Campus News

$2.55 million NIH grant funds study of turnover among substance abuse counselors

Eby
Lillian Eby, a professor of psychology and director of the University of Georgia Owens Institute for Behavioral Research, is one of the world’s leading experts on mentoring relationship. (UGA file photo)

The annual turnover rate among substance abuse counselors in the U.S. is close to 20 percent. In four years, more than half of these counselors will leave the profession entirely, possibly compromising the quality of care for those with addiction problems.

A new $2.55 million grant, just awarded to a team of researchers at UGA, will support studies into the causes of this turnover and help propose ways to solve a growing problem.

“Little is actually known about counselor retention,” said Lillian Eby, associate professor of psychology and team leader. “We believe the entire project has potential implications for training, licensing and credentialing of substance abuse counselors.”

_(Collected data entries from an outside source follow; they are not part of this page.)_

PR #28014, opened 2026-04-03
fix(If Node): Patches IF node when fields are missing

lucamattiazzi:
## Summary

This PR fixes a bug in AI generated workflows where the AI needs to generate an `n8n-nodes-base.if` node.
Due to missing informations to the AI, the node is generated with a broken structure, but will still run, e.g.:
```
{
  "parameters": {
    "conditions": {
      "conditions": [
        {
          "id": "rain-check",
          "leftValue": "={{ $json.hasRain }}",
          "operator": {
            "type": "boolean",
            "operation": "true"
          },
          "rightValue": ""
        }
      ]
    },
    "options": {}
  },
  "id": "aa3f0c98-2f23-478d-981d-4dbb7e6693e4",
  "name": "Is Rain Predicted?",
  "type": "n8n-nodes-base.if",
  "typeVersion": 2.3,
  "position": [
    912,
    208
  ]
}
```

When firing, though, it will always fire `true`, since the function `extractValueFilter` tries to extract the value of the `conditions` filter. since this filter is missing the field `combinator`, the function `isFilterValue` will return `false`, and the extracted value of this filter will be its own raw value, that will then evaluate as `true`ish

The way the fix is implemented is twofold: first, it applies the same patching that the UI does when the user opens such a misformed node, applying the default values where missing. Also, adds hints for the AI to create correctly formed nodes.

[related linear ticket](https://linear.app/n8n/issue/AI-2334/bug-ai-generated-n8n-nodes-baseif-nodes-always-resolve-to-true)

## Review / Merge checklist

- [ ] Tests included. 


burivuhster (dismissed):
Looks good!

packages/workflow/src/node-helpers.ts
```diff
@@ -775,6 +775,25 @@ export function getNodeParameters(
...
+					nodeProperties.type === 'filter' &&
+					nodeValues[nodeProperties.name] !== undefined &&
+					typeof nodeValues[nodeProperties.name] === 'object' &&
+					nodeValues[nodeProperties.name] !== null
+				) {
+					const defaultOptions = {
+						caseSensitive: true,
+						leftValue: '',
+						typeValidation: 'loose',
+						version: 1,
```
michael-radency, line 791: should type validation be `strict` there? I believe this is default

michael-radency (commented):
Overall looks good, just want to confirm on `typeValidation` mode

packages/workflow/src/node-helpers.ts
lucamattiazzi: that's right! just pushed the correction, thank you!

michael-radency (dismissed):
LGTM

burivuhster (approved):
🚀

Others at UGA involved in the five-year grant from the National Institute on Drug Abuse, which is a division of the National Institutes of Health, are: Paul Roman, Distinguished Research Professor of Sociology and director of the Center for Research on Behavioral Health and Human Services Delivery at the Institute for Behavioral Research; and Charles Lance, professor of psychology and chair of the Applied Psychology Program.

Others involved in the grant associated with Roman at the Institute for Behavioral Research include Lori Ducharme, Aaron Johnson and ­Hannah Kundsen.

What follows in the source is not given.